Goal 2: Actions, and Measures

Goal 2: Address Equity Gaps for Vulnerable Communities to Overcome Barriers to Higher Education
This goal focuses on creating opportunities and reducing obstacles for historically marginalized and socioeconomically vulnerable communities, ensuring equitable access and success in higher education.
Actions
- Conferences and Awareness
- Launch an annual conference on student success, equity, and innovation to explore how equity disparities intersect with vulnerabilities such as socioeconomic status, race, ethnicity, indigeneity, gender, sexuality, ability, rurality, and generational challenges. Highlight culturally responsive strategies to foster a more diverse, equitable, and inclusive UH Hilo.
- Community Partnerships
- Build partnerships with community leaders in vulnerable areas of Hawaiʻi and the Pacific region, such as American Samoa, Guam, Northern Mariana Islands, Federated States of Micronesia, Republic of the Marshall Islands, and the Republic of Palau, to co-design programs and pathways to higher education and employment tailored to their needs.
- Customized Programs and Services
- Identify equity gaps and vulnerable populations and address their needs through customized programs (e.g., housing, transportation, childcare, programs that address language barriers, etc.).
- Offer programs with flexible delivery and flexible timelines and adjust faculty teaching loads to these options.
- Seamless Pathways and Support
- Establish seamless pathways and early advising for Hawaiʻi Community College and high school students to transition to a UH Hilo degree program successfully.
- Expand the Kilohana tutoring service to promote student success by ensuring students in challenging majors have the opportunity to seek help from their peers.
- Cultural and Language Expertise
- Identify areas in academic curriculum and student services where additional support of diverse cultures and languages can increase student success, including through Graduate Assistants and student tutors with appropriate expertise in relevant cultures and languages to support remediation.

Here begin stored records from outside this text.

PR #4344, opened 2025-11-12
feat: Have importer write Bugs before sending to worker

michaelkedar:
Added a some logic to make the importer update the database when it receives updates for the data sources, instead of having to wait for the worker to finish enumerating versions / git commits.

To prevent churn, the importer checks if the affected packages have changed in the upstream source first. If they haven't it won't overwrite them (so we can keep our previous worker enrichment). The worker will still run for every record, however.

Bugs put by the importer will use the modified date from the source, while bugs modified by the worker now use the time the worker finished (instead of the source time like before).

I've also modified the REST test to reduce an absolutely massive vulnerability record, and made the `osv.utcnow()` return a time in the future instead of in 2021, which was causing weirdness with time going backwards.

This whole logic is a bit temporary - I eventually want to rewrite the importer (in go) to stop relying on the Bug entities, and remove much of the OSS-Fuzz-specific behaviour.

### DIFF
--- a/.github/workflows/snapshots.yml
+++ b/.github/workflows/snapshots.yml
@@ -1,0 +1,46 @@
+name: Snapshots
+
+on:
+  schedule:
+    - cron: "47 18 * * *"
+  workflow_dispatch:
+concurrency:
+  # Pushing new changes to a branch will cancel any in-progress CI runs
+  group: ${{ github.workflow }}-${{ github.ref }}
+  cancel-in-progress: true
+
+# Restrict jobs in this workflow to have no permissions by default; permissions
+# should be granted per job as needed using a dedicated `permissions` block
+permissions: {}
+
+jobs:
+  update:
+    permissions:
+      contents: write # to fetch and commit code
+      actions: write # to manually dispatch checks on the pull request
+      pull-requests: write # Create pull requests
+    runs-on: ubuntu-latest
+    steps:
+      - uses: actions/checkout@08c6903cd8c0fde910a37f88322edcfb5dd907a8 # v5.0.0
+        with:
+          persist-credentials: false
+      - uses: actions/setup-go@44694675825211faa026b3c33043df3e48a5fa00 # v6.0.0
+        with:
+          go-version: stable
+          check-latest: true
+      - run: go test ./...
+        working-directory: tools/apitester
+        env:
+          OSV_API_BASE_URL: api.test.osv.dev
+          UPDATE_SNAPS: always
+      - uses: peter-evans/create-pull-request@271a8d0340265f705b14b6d32b9829c1cb33d45e # v7.0.8
+        with:
+          token: ${{ secrets.PR_TOKEN_BOT }}
+          title: "test: update snapshots"
+          body: >
+            The snapshots have changed, probably due to OSV advisories being changed.
+
+            Please review the differences to make sure that they're expected!
+          branch: "bot/update-snapshots"
+          author: "osv-robot <osv-robot@google.com>"
+          commit-message: "test: update snapshots"
--- a/gcp/api/integration_tests.py
+++ b/gcp/api/integration_tests.py
@@ -788,6 +788,8 @@ class IntegrationTests(unittest.TestCase,
                     }, {
                         'id': 'CVE-2025-12875',
                     }, {
+                        'id': 'CVE-2025-13120',
+                    }, {
                         'id': 'CVE-2025-7207',
                     }, {
                         'id': 'OSV-2020-744',
--- a/gcp/website/frontend3/src/linter.js
+++ b/gcp/website/frontend3/src/linter.js
@@ -322,7 +322,7 @@ document.addEventListener("DOMContentLoaded", function () {
       paginatedIssues.forEach((issue) => {
         let row = tableBody.insertRow();
         row.classList.add("clickable");
-        row.addEventListener("click", (e) => {
+        row.addEventListener("click", () => {
           openCombinedView(issue.bug_id);
         });
 
@@ -437,7 +437,7 @@ document.addEventListener("DOMContentLoaded", function () {
           </div>
           <div class="details-column">
               <h2>Linter Findings</h2>
-              <pre id="${findingsJsonId}" class="json-pre">Loading...</pre>
+              <div id="${findingsJsonId}" class="json-pre">Loading...</div>
           </div>
       </div>
                 `;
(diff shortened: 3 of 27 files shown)


gcp/workers/importer/importer.py
```diff
@@ -638,6 +641,26 @@ def _process_updates_git(self, source_repo: osv.SourceRepository):
...
+        if (bug.import_last_modified and
+            orig_modified <= bug.import_last_modified):
+          logging.info(
+              'Skipping update for %s because incoming modification time (%s)'
+              ' is not newer than existing record (%s)', vuln.id, orig_modified,
+              bug.import_last_modified)
+        else:
+          update_bug_from_vuln(bug, vuln, source_repo.name, changed_entry)
+          bug.put()
+          log_update_latency(bug)
```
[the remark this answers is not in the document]
michaelkedar: Extracted this to a function

gcp/workers/importer/importer.py
```diff
@@ -1083,6 +1155,131 @@ def export_oss_fuzz(vulnerability, testcase_id, issue_id):
...
+  for affected in vuln.affected:
+    if not affected.HasField('package'):
+      filtered.append(affected)
+    elif osv.ecosystems.is_known(affected.package.ecosystem):
+      filtered.append(affected)
+    else:
+      logging.error('%s contains unknown ecosystem "%s"', vuln.id,
+                    affected.package.ecosystem)
+  del vuln.affected[:]
+  vuln.affected.extend(filtered)
```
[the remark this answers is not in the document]
michaelkedar: Sharing code between the worker and importer is a little bit cumbersome.
I don't really want to spend too much effort refactoring when I want to rewrite it all anyway.

osv/models.py
```diff
@@ -323,6 +323,9 @@ class Bug(ndb.Model):
   # Affected packages and versions.
   affected_packages: list[AffectedPackage] = ndb.LocalStructuredProperty(
       AffectedPackage, repeated=True)
+  # A checksum of the Affected packages and versions for the importer.
+  # TODO(michaelkedar): move this to Vulnerability entity
+  affected_checksum: str = ndb.TextProperty()
```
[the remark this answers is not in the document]
michaelkedar: This will be added when the importer is refactored to use the `Vulnerability` entities

gcp/workers/importer/importer.py
```diff
@@ -1083,6 +1099,158 @@ def export_oss_fuzz(vulnerability, testcase_id, issue_id):
...
+      'Importer put Bug',
+      extra={
+          'json_fields': {
+              'vuln_id': bug.db_id,
+              'latency': str(now - source_time),
+          }
+      })
+
+
+def maybe_add_to_database(vuln: vulnerability_pb2.Vulnerability, source: str,
```
another-rex: nit: put_if_newer?

gcp/workers/importer/importer.py
```diff
@@ -1083,6 +1099,158 @@ def export_oss_fuzz(vulnerability, testcase_id, issue_id):
...
+def new_bug_from_vuln(vuln: vulnerability_pb2.Vulnerability, source: str,
+                      path: str) -> osv.Bug:
+  """Create a new Bug entity from a vulnerability as the worker does."""
+  orig_modified = vuln.modified.ToDatetime(datetime.UTC)
+  bug = osv.Bug(
+      db_id=vuln.id,
+      timestamp=osv.utcnow(),
+      status=osv.BugStatus.PROCESSED,
+      source_of_truth=osv.SourceOfTruth.SOURCE_REPO)
+  bug.update_from_vulnerability(vuln)
```
another-rex, line 1137: Why are the following fields not updated inside update_from_vulnerability? (Also add a comment describing the reason)

gcp/workers/importer/importer.py
```diff
@@ -1083,6 +1099,158 @@ def export_oss_fuzz(vulnerability, testcase_id, issue_id):
...
+    bug.status = osv.BugStatus.INVALID
+
+  if bug.last_modified < prev_modified:
+    # Prevent the modified date going backwards,
+    # e.g. if source updated the bug again before the worker finished
+    bug.last_modified = osv.utcnow()
+
+  new_checksum = compute_raw_affected_checksum(vuln)
+  if bug.affected_checksum == new_checksum:
+    bug.affected_packages = prev_affected
```
another-rex, line 1190: Can you add a comment here describing what this section does?

another-rex: Also do we want to avoid modifying the last_modified if the checksum stays the same?

gcp/workers/importer/importer.py
```diff
@@ -721,12 +726,20 @@ def _process_updates_bucket(self, source_repo: osv.SourceRepository):
               'Failed to parse vulnerability (when considering for import) "' +
               blob.name + '"')
 
-      for cv in converted_vulns:
-        if cv:
+      for cv_result in converted_vulns:
+        if cv_result:
```
another-rex: nit: negate this if statement

another-rex (commented):
Nice!

gcp/workers/importer/importer.py
michaelkedar: I added a small comment.
If the affected_packages did not change, presumably something else had changed e.g. description, references.
We'd still want to update the modified date in that case.

gcp/workers/importer/importer.py
michaelkedar: I mostly copied what [`_do_update`](https://github.com/google/osv.dev/blob/0e41391f9fd7a71c5d061e4313f2bcfb052c3b72/gcp/workers/worker/worker.py#L556) does.
Made this more explicit in the docstring

gcp/workers/importer/importer.py
another-rex: What was confusing me was if checksum was unchanged, isn't setting it back to the previous affected a no op. Then I realized it's the raw vs enriched data. Can you add a comment clarifying that we reset it to keep the enriched affected versions

michaelkedar: the current comment says
```python
    # The checksum of the raw affected packages is unchanged (so no change has
    # been made to the affected packages). Restore the previously enriched,
    # affected_packages from the workers.
```
is that not clear enough?

another-rex: I somehow missed the word enriched here 🤦 , yep this is very clear!

PR #4347, opened 2025-11-13
fix: missing protojson.Marshal

michaelkedar:
I might look into seeing if we can make a linter to automatically detect these problems


cuixq:
thanks!

PR #4352, opened 2025-11-17
fix: Make linter output prettier

jess-lowe:
the right hand side output is hard for a human to read: 
image

So I improved it:
image

### DIFF
--- a/gcp/website/frontend3/src/linter.scss
+++ b/gcp/website/frontend3/src/linter.scss
@@ -471,6 +471,7 @@ tr.clickable {
   vertical-align: top;
   white-space: pre-wrap;
   word-break: break-word;
+  font-family: var(--osv-heading-font-family);
 }
 
 .findings-table th {


gcp/website/frontend3/src/linter.js
```diff
@@ -462,15 +462,31 @@ document.addEventListener("DOMContentLoaded", function () {
 
     // Display finding data
     const details = findingDetails[bugId];
-    const findingsPre = document.getElementById(findingsJsonId);
-    if (details) {
-      findingsPre.textContent = JSON.stringify(details, null, 2);
+    const findingsEl = document.getElementById(findingsJsonId);
+    if (details && details.length > 0) {
```
G-Rath:
```suggestion
    if (details?.length) {
```

Ly-Joey (approved):

another-rex (approved):
Nice! One nit would be to change the font inside the table to a monospace font.

another-rex (approved):

PR #4353, opened 2025-11-17
fix(frontend): render backticks on summary fields

### LINKED ISSUE #4345: Website rendering backticks in summary as diacritics
**Describe the bug**
Vulnerabilities that contain backticks (``` ` ```) in the summary field (intending to do `markdown formatting` even though summary is not meant to be markdown) end up placing the backtick above the following letters as accent marks (like `ò`)

This happens both on vulnerability page and list page.

**To Reproduce**
1. Go to a vulnerability that has a summary containing backticks (e.g. [GHSA-7cx5-254x-cgrq](https://osv.dev/vulnerability/GHSA-7cx5-254x-cgrq))
2. Look at Summary field
3. See error

**Expected behaviour**
Backticks should be rendered as distinct characters. (Or, the summary field should support markdown? but that's not osv-schema-compliant)

**Screenshots**
For [GHSA-7cx5-254x-cgrq](https://osv.dev/vulnerability/GHSA-7cx5-254x-cgrq), the summary is ```Parse Server allows public `explain` queries which may expose sensitive database performance information and schema details```, but ``` `explain` ``` is rendered strangely:

Image

ashmod:
There's an issue with backticks in the Overpass variable-weight font: https://github.com/RedHatOfficial/Overpass/blob/master/fonts/variable/Overpass%5Bwght%5D.ttf , which is the version hosted on Google Fonts and [used by the frontend](https://github.com/google/osv.dev/issues/4345#issuecomment-3541453203)

This change adds a filter to escape summary text backticks and replaces them with the monospace variant that does not have this issue. If the Overpass font is fixed in upstream, this workaround should no longer be needed.

Fixes #4345

### DIFF
--- a/gcp/website/frontend_handlers.py
+++ b/gcp/website/frontend_handlers.py
@@ -926,12 +926,14 @@ def literal_backticks(value: str | None) -> Markup:
   # TODO: This should be no longer needed if the Overpass font bug is fixed
   # (https://github.com/google/osv.dev/issues/4345#issuecomment-3541453203)
   # Summary fields render '`' characters as diacritics because of a bug
-  # with the Overpass font. This escapes them to the mono variant so they render correctly.
+  # with the Overpass font. This escapes them to the mono variant
+  # so they render correctly.
   if not value:
     return Markup('')
 
   escaped = escape(value)
-  if '`' not in (escaped_str := str(escaped)):
+  escaped_str = str(escaped)
+  if '`' not in escaped_str:
     return escaped
 
   replacement = '<span class="literal-backtick">`</span>'


gcp/website/frontend_handlers.py
```diff
@@ -919,6 +920,24 @@ def list_packages(vuln_affected: list[dict]):
...
+  """Escape text and render backticks correctly."""
+  # TODO: This should be no longer needed if the Overpass font bug is fixed
+  # (https://github.com/google/osv.dev/issues/4345#issuecomment-3541453203)
+  # Summary fields render '`' characters as diacritics because of a bug
+  # with the Overpass font. This escapes them to the mono variant so they render correctly.
+  if not value:
+    return Markup('')
+
+  escaped = escape(value)
+  if '`' not in (escaped_str := str(escaped)):
```
another-rex:
```suggestion
  escaped_str = str(escaped)
  if '`' not in escaped_str):
```

nit: Just place it on a normal line to help readability.

another-rex (dismissed):
Nice, thanks!

gcp/website/frontend_handlers.py
ashmod: Done, also lint should be fixed.

PR #4389, opened 2025-11-24
feat(vulnfeeds): Add CNA and source link of CVE5 file to database_specific.

jess-lowe:
For better triaging, CVE5 based records will now include CNA and the GitHub link to the CVE5 record. 

Also refactored so all of the populating of the database_specific happens in the same function.  

Closes #4389

### DIFF
--- a/vulnfeeds/cmd/cve-bulk-converter/main.go
+++ b/vulnfeeds/cmd/cve-bulk-converter/main.go
@@ -127,7 +127,8 @@ func worker(wg *sync.WaitGroup, jobs <-chan string, outDir string, cnas []string
 
 		sourceLink := ""
 		if commitHash != "" {
-			idx := strings.Index(path, "cves/")
+			baseDirCVEList := "cves/" // The base folder for the CVEListV5 repository.
+			idx := strings.Index(path, baseDirCVEList)
 			if idx != -1 {
 				relPath := path[idx:]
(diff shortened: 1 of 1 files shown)


vulnfeeds/cmd/cve-bulk-converter/main.go
```diff
@@ -116,8 +124,18 @@ func worker(wg *sync.WaitGroup, jobs <-chan string, outDir string, cnas []string
 		if errCVE != nil || errMetrics != nil {
 			logger.Fatal("File failed to be created for CVE", slog.String("cve", string(cveID)))
 		}
+
+		sourceLink := ""
+		if commitHash != "" {
+			idx := strings.Index(path, "cves/")
```
another-rex: put cves/ as a constant, and add a comment about where it comes from. Right now it feels like a magic string.

vulnfeeds/cvelist2osv/converter.go
```diff
@@ -304,3 +298,28 @@ func identifyPossibleURLs(cve cves.CVE5) []cves.Reference {
 
 	return refs
 }
+
+func populateDBSpecific(cve cves.CVE5, metrics *ConversionMetrics, sourceLink string) map[string]any {
```
another-rex: populate sounds like this is writing inplace, but it looksl iek this is actually returning dbspecific. Maybe buildDBSpecific or getDBSpecific?

another-rex (commented):
Nice, some nits

PR #5981, opened 2026-09-05
fix(website): display per-package severity

ashmod:
Small follow-up to the Go website migration. The per-package severity section on vulnerability pages was hidden because `Severities` was not populated for each affected package. The section was already rendered in the template. 

This reuses the existing severity conversion for each `affected[]` entry.

Before/After on `BIT-activemq-2026-33227`:

before

after


michaelkedar (approved):
Thanks for catching this!

PR #5987, opened 2026-09-08
fix(importer): close REST response body on HTTP error

### LINKED ISSUE #5985: REST source record leaks response body on HTTP error
**Describe the bug**

`go/internal/importer/rest.go` does not close the HTTP response body when `restSourceRecord.Open` receives a 4xx/5xx response.

The method calls `r.cl.Do(req)`, then returns an error immediately when `resp.StatusCode >= http.StatusBadRequest`. On the success path it returns `resp.Body` to the caller, which can then close it. On the error path, however, the body is never returned and is not closed locally.

That means repeated REST-source failures can leave response resources unreleased and interfere with HTTP connection reuse until cleanup happens elsewhere.

**To Reproduce**

1. Use a test HTTP server whose handler returns a 4xx or 5xx response with a response body.
2. Construct a `restSourceRecord` pointing at that server.
3. Call `Open`.
4. Observe that `Open` returns an error without closing the response body.

A regression test can use a custom `RoundTripper`/`ReadCloser` that records whether `Close` was called on the error path.

**Expected behaviour**

`restSourceRecord.Open` should close the response body before returning an HTTP-status error. The successful path should continue returning the body to the caller unchanged.

The smallest fix appears to be a local `resp.Body.Close()` (or equivalent safe handling) before the status-error return, plus a focused regression test.

**Additional context**

I searched existing issues and PRs for `restSourceRecord`, `failed to fetch REST API`, and response-body/REST importer terms. I did not find an existing report for this leak. Issue #3327 was a separate Chainguard 403 availability incident.

I have not started implementation, per the repository's issue-first/assignment requirement. I am happy to implement the narrow fix and regression test if this issue is assigned to me.

keeltrace:
## Overview

Close the REST source response body before returning an HTTP status error from `restSourceRecord.Open`.

Fixes #5985

## Details

`Open` returns `resp.Body` to callers on success, but previously returned early on 4xx/5xx responses without closing it. This closes the body on the error path and adds a regression test using a tracking `ReadCloser`.

## Testing

- `go test -v ./internal/importer -run 'TestRestSourceRecord_Open'`
- `go test ./internal/importer`
- `git diff --check`

AI-assisted contribution: I used an AI coding agent during investigation and implementation. I reviewed the final diff and ran the verification listed above. I am responsible for the submitted change and follow-up.

### DIFF
--- a/go/internal/importer/rest.go
+++ b/go/internal/importer/rest.go
@@ -39,6 +39,7 @@ func (r restSourceRecord) Open(ctx context.Context) (io.ReadCloser, error) {
 	}
 
 	if resp.StatusCode >= http.StatusBadRequest {
+		resp.Body.Close()
 		return nil, fmt.Errorf("failed to fetch REST API: %d %s for %s", resp.StatusCode, resp.Status, u)
 	}
 
--- a/go/internal/importer/rest_test.go
+++ b/go/internal/importer/rest_test.go
@@ -4,11 +4,28 @@ import (
 	"io"
 	"net/http"
 	"net/http/httptest"
+	"strings"
 	"testing"
 	"time"
 
 	"github.com/google/osv.dev/go/internal/models"
 )
+
+type trackingReadCloser struct {
+	io.Reader
+	closed bool
+}
+
+func (r *trackingReadCloser) Close() error {
+	r.closed = true
+	return nil
+}
+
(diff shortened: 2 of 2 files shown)


michaelkedar (commented):
Thanks, happy to merge if you could fix the lint error

michaelkedar (approved):

keeltrace:
Ty!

- Housing-Insecure Programs
- Collaborate with Hawaiʻi Island businesses and nonprofit service providers to develop programs and pathways to higher education and higher employment customized to the needs of persons experiencing housing insecurity.
- Cost and Affordability
- Create scholarships targeted at students in vulnerable communities to bridge equity gaps.
- Student Engagement in Decision-Making
- Recruit students from vulnerable communities to help identify institutional barriers to student success, make recommendations for removing these barriers, and be involved in campus decision-making processes.
Measures
- Student enrollment and program completion from each of the above-targeted communities, including from census tracts on Hawaiʻi Island and other areas of Hawaiʻi that are higher on the CDC’s socioeconomic vulnerability index.
- Enrollment and program completion among students using UH Hilo childcare, housing, transportation, dual credit and micro-certificate options, and other support services offered by or through UH Hilo and local collaborators.
- Socioeconomic outcomes for students (e.g., UH Hilo is currently ranked 524 out of 1,206 on the Social Mobility Index; UH Hilo is currently ranked 697 out of 1,320 on the Economic Mobility Index).
- Percent of the population with a college degree in Hawaiʻi County and rural areas across the state.